Welcome back to The Agentic Shift. In our last post, we closed the loop on what it takes to move an agent from prototype to production: observability, evaluation, and the data flywheel that ties them together. We’ve spent ten installments building up the theory, piece by piece, from the anatomy of an agent through reasoning patterns, memory, tools, guardrails, attention management, frameworks, and interoperability protocols.

Now I want to talk about what happens when all of that theory meets the real world.

I was giving a talk to a group of engineers last week, and I found myself describing a pattern I keep seeing in my own work and in the industry at large. I called it the “code smell for agents,” borrowing from a post I wrote earlier this year. The idea is simple: if you’re writing if/else logic to decide what your AI should do, you’re probably building a classifier that wants to be an agent. Decompose those branches into tools, and let the model choose its own adventure. The room lit up. There were lots of questions, and the thing that generated the most interest was the idea that agents exhibit emergent behavior you didn’t specifically create. Give a model tools and a goal, and it starts making decisions you never explicitly programmed. That’s both the promise and the challenge. The theoretical architecture we’ve been mapping in this series isn’t just a blueprint anymore. It’s becoming the default way software gets built.

Today, I want to make this concrete. We’re moving from “how do agents work?” to “how are people actually using them?” The answer, it turns out, spans customer support centers processing millions of conversations, software engineering workflows where agents resolve real GitHub issues autonomously, and personal productivity tools that are turning everyone’s phone into a command center. Let’s look at each.

The Autonomous Frontline

Customer support was always going to be the first domain where agents proved themselves at scale. The data is structured, the success metrics are clear, and the cost of human labor is high. But what’s happening now goes far beyond the rigid chatbots of the previous decade.

The most striking case study is Klarna. In its first month of full deployment, Klarna’s AI assistant handled 2.3 million customer conversations, roughly two-thirds of the company’s total support volume. That’s the workload equivalent of 700 full-time human agents. Average resolution time dropped from eleven minutes to under two, an 82% improvement. And contrary to what you might expect from a system prone to hallucination, repeat inquiries dropped by 25%, suggesting the agent was more consistent at resolving root causes than the human workforce it augmented. Klarna estimated a $40 million profit impact in 2024 alone.

What makes this more than a chatbot story is the scope of autonomy. The Klarna agent doesn’t just quote FAQs. It processes refunds, handles returns, manages cancellations, and resolves disputes. These are actions with write access to financial ledgers. The system works because of a human-in-the-loop architecture where customers can always escalate to a human, but the default path is fully autonomous resolution.

Sierra has taken a different approach, building what they call the “Agent OS,” a platform designed to bridge the gap between the probabilistic nature of LLMs and the deterministic requirements of enterprise policy. Their deployment at WeightWatchers is a good example of why grounding and domain-specific instructions matter so much. A generic model understands “budget” as a financial concept, but the WW agent had to understand it as a daily allocation of nutritional points. With that grounding in place, the agent achieved a 70% containment rate (sessions fully resolved without human intervention) in its first week, while maintaining a 4.6 out of 5 customer satisfaction score.

What surprised me most about the WW deployment was an emergent behavior: users regularly exchanged pleasantries with the agent, sending heart emojis and expressing gratitude. When an agent is responsive, competent, and linguistically fluid, people engage with it as a social entity. That’s not a side effect. It’s a feature that drives retention.

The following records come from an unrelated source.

PR #1559, opened 2025-04-08
fix: fixed timeout retry strategy should overwrite deadline only after first request fails

anitarua:
Work towards https://github.com/momentohq/dev-eco-issue-tracker/issues/1214 

The JS fixed timeout retry strategy was overwriting the grpc deadline from the initial request when it should update the deadline only after the initial request fails. Once the initial request fails, the retry deadline (responseDataReceivedTimeoutMillis) should be used.

Updates the tests to ensure this logic is exercised.

### DIFF
--- a/packages/client-sdk-nodejs/src/config/retry/fixed-timeout-retry-strategy.ts
+++ b/packages/client-sdk-nodejs/src/config/retry/fixed-timeout-retry-strategy.ts
@@ -6,7 +6,7 @@ import {EligibilityStrategy} from './eligibility-strategy';
 import {MomentoLoggerFactory, MomentoLogger} from '../..';
 import {DefaultStorageEligibilityStrategy} from './storage-default-eligibility-strategy';
 import {Status} from '@grpc/grpc-js/build/src/constants';
-import {getCurrentTimeAsDateObject} from '../../internal/utils';
+import {hasExceededDeadlineRelativeToNow} from '../../internal/utils';
 
 export interface FixedTimeoutRetryStrategyProps {
   loggerFactory: MomentoLoggerFactory;
@@ -47,7 +47,7 @@ export class FixedTimeoutRetryStrategy implements RetryStrategy {
     if (
       props.attemptNumber > 0 &&
       props.grpcStatus.code === Status.DEADLINE_EXCEEDED &&
-      props.overallDeadline >= getCurrentTimeAsDateObject()
+      hasExceededDeadlineRelativeToNow(props.overallDeadline)
     ) {
       this.logger.debug(
         `Request is eligible for retry (attempt ${props.attemptNumber}), retrying after ${this.retryDelayIntervalMillis} ms +/- jitter.`
--- a/packages/client-sdk-nodejs/src/config/retry/fixed-timeout-retry-strategy.ts
+++ b/packages/client-sdk-nodejs/src/config/retry/fixed-timeout-retry-strategy.ts
@@ -47,7 +47,7 @@ export class FixedTimeoutRetryStrategy implements RetryStrategy {
     if (
       props.attemptNumber > 0 &&
       props.grpcStatus.code === Status.DEADLINE_EXCEEDED &&
-      props.overallDeadline > getCurrentTimeAsDateObject()
+      props.overallDeadline >= getCurrentTimeAsDateObject()
     ) {
       this.logger.debug(
         `Request is eligible for retry (attempt ${props.attemptNumber}), retrying after ${this.retryDelayIntervalMillis} ms +/- jitter.`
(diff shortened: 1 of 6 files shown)


packages/client-sdk-nodejs/src/config/retry/fixed-timeout-retry-strategy.ts
```diff
@@ -39,6 +40,20 @@ export class FixedTimeoutRetryStrategy implements RetryStrategy {
     this.logger.debug(
       `Determining whether request is eligible for retry; status code: ${props.grpcStatus.code}, request type: ${props.grpcRequest.path}, attemptNumber: ${props.attemptNumber}`
     );
+
+    // If a retry attempt's timeout has passed but the client's overall timeout has not yet passed,
+    // we should reset the deadline and retry.
+    if (
+      props.attemptNumber > 0 &&
+      props.grpcStatus.code === Status.DEADLINE_EXCEEDED &&
+      props.overallDeadline > new Date(Date.now())
```
malandis, line 49: Can you audit the code for `new Date(Date.now())`? I see some inconsistencies in `retry-strategy.ts` specifically for comparing now vs the overall deadline. Can consider extracting to a helper.

malandis (commented):
Tests are clear; just one concern re: comparing the deadline to the current time. In some parts of the code we use strict inequality; others not.

packages/client-sdk-nodejs/src/config/retry/fixed-timeout-retry-strategy.ts
anitarua: oh good call, will extract to a helper which should help with consistency too

packages/client-sdk-nodejs/src/internal/grpc/retry-interceptor.ts
```diff
@@ -65,14 +65,16 @@ export class RetryInterceptor {
           deadlineOffset
         )}`
       );
-      const overallDeadline = calculateDeadline(overallRequestTimeoutMs);
 
+      // The first attempt at a request should use the overall request timeout,
+      // not a retry strategy-specific timeout (i.e. responseDataReceivedTimeoutMillis).
+      const overallDeadline = calculateDeadline(overallRequestTimeoutMs);
```
rishtigupta, line 71: Just confirming: overallRequestTimeoutMs is the duration after which the client should timeout, while `calculateDeadline` helper calculates the exact timestamp at which that happens, right?

anitarua: correct, yes

rishtigupta:
Based on the behavior explained [here](https://github.com/momentohq/dev-eco-issue-tracker/issues/1214), the PR lgtm!
will 👍 once Michael's comments are addressed.

rishtigupta (approved):
:shipit:

packages/client-sdk-nodejs/src/internal/utils.ts
```diff
@@ -4,3 +4,13 @@ export function convert(v: string | Uint8Array): Uint8Array {
   }
   return v;
 }
+
+export function getCurrentTimeAsDateObject(): Date {
+  return new Date();
```
malandis, line 9: Is this equivalent to what we had before? `new Date(Date.now())`

packages/client-sdk-nodejs/src/internal/grpc/retry-interceptor.ts
```diff
@@ -116,23 +122,24 @@ export class RetryInterceptor {
                 //
                 // We also need this check in case DEADLINE_EXCEEDED is marked as a retryable status code
                 // as it is in the default storage eligibility strategy.
-                if (new Date(Date.now()) >= overallDeadline) {
+                if (getCurrentTimeAsDateObject() >= overallDeadline) {
```
malandis, line 125: can replace this and the other instances with something like `hasExceededDeadlineRelativeToNow(overallDeadline)` or some better now.

packages/client-sdk-nodejs/src/internal/utils.ts
anitarua: yes

rishtigupta: I think the function coded below it: `createDateObjectFromUnixMillisTimestamp` is the same as what Michael is saying?

anitarua: yeah, `new Date()` can accept a timestamp as part of the constructor or it could be left empty and it'll create an object based on current date and time ([reference](https://developer.mozilla.org/en-US/docs/Web/JavaScript/Reference/Global_Objects/Date/Date#return_value))

rishtigupta (approved):

PR #1564, opened 2025-05-19
fix: add bookkeeping for number of active subscriptions

anitarua:
- **fix: add bookkeeping for number of active subscriptions**
- **chore: add tests that can be run locally to test topic subscription bookkeeping**


malandis (dismissed):
One suggestion that's not a blocker. Very thorough tests as usual; I appreciate that!

PR #1565, opened 2025-06-12
feat: add subscription retry strategy and tests

anitarua:
Closes https://github.com/momentohq/dev-eco-issue-tracker/issues/1172

Adds a subscription retry strategy and eligibility strategy to the nodejs sdk.
Allows for configuring how long to delay between reconnect attempts and for what error codes to retry.

Resubscribe logic is spread between the internal nodejs pubsub client and the core package's abstract pubsub client, so had to avoid grpc-specific elements in the retry and eligibility strategies.


packages/client-sdk-nodejs/src/config/retry/topic-subscription-retry-strategy.ts
```diff
@@ -0,0 +1,51 @@
...
+  private readonly logger: MomentoLogger;
+  readonly eligibilityStrategy: SubscriptionRetryEligibilityStrategy;
+  readonly retryDelayMillis: number;
+
+  constructor(props: TopicSubscriptionRetryStrategyProps) {
+    this.logger = props.logger;
+    this.eligibilityStrategy =
+      props.eligibilityStrategy ??
+      new TopicSubscriptionRetryEligibilityStrategy(props.logger);
+    this.retryDelayMillis = props.retryDelayMillis ?? 500;
```
malandis, line 31: We should externalize the default to the core package in one place.

malandis (commented):
Looks good. One minor suggestion.

packages/client-sdk-nodejs/src/config/retry/topic-subscription-retry-strategy.ts
```diff
@@ -5,6 +5,7 @@ import {
   SubscriptionRetryStrategy,
 } from '@gomomento/sdk-core';
 import {TopicSubscriptionRetryEligibilityStrategy} from './topic-subscription-retry-eligibility-strategy';
+import {DEFAULT_SUBSCRIPTION_RETRY_DELAY_MILLIS} from '@gomomento/sdk-core/dist/src/config/retry/subscription-retry-strategy';
```
malandis, line 8: Should also export the name in the `index.ts` of core to avoid the source-based lookup.

PR #1567, opened 2025-07-30
chore: Improved Runtime-Version header info

alubbad:
The `Runtime-Version` header to the web SDK previously used a getBrowserName function found in Mozilla docs to extract the web platform from the navigator.userAgent object. 
I removed this function and instead added a `UAParser` to parse information from navigator.userAgent about the browser, device, and OS used. This information has been added to the `Runtime-Version` header.


malandis (commented):
Looks good. We can remove the dead code.

malandis (approved):

PR #1569, opened 2025-08-05
chore: Refactored Credential Provider Endpoint Struct

alubbad:
The Endpoint class for CredentialProvider was written assuming that individual endpoints could be overridden. However, only base endpoint or all endpoint overrides are allowed. This means we were storing redundant information about whether each endpoint is secure. To simplify CredentialProvider, I got rid of the Endpoint struct and instead added the isSecure boolean to AllEndpoints and made each endpoint a string.


anitarua (approved):
lgtm!

PR #1072, opened 2026-05-10
chore: add LocalTrackRepublished event for FFI clients

davidzhao:
during a reconnect, all published tracks will be republished and receive new TrackID. there is currently no way for FFI to learn about the new TrackID.


cloudwebrtc (approved):
lgtm!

At SiriusXM, Sierra deployed an agent called “Harmony” that takes this a step further with long-term memory. Instead of treating each chat as stateless, Harmony recalls previous subscription changes, music preferences, and technical issues across sessions. It can open a conversation with “I see you had trouble with the app last week, is that resolved?” That’s not reactive support. That’s proactive concierge service, and it’s only possible because the agent maintains the kind of persistent state we discussed in our memory architecture post.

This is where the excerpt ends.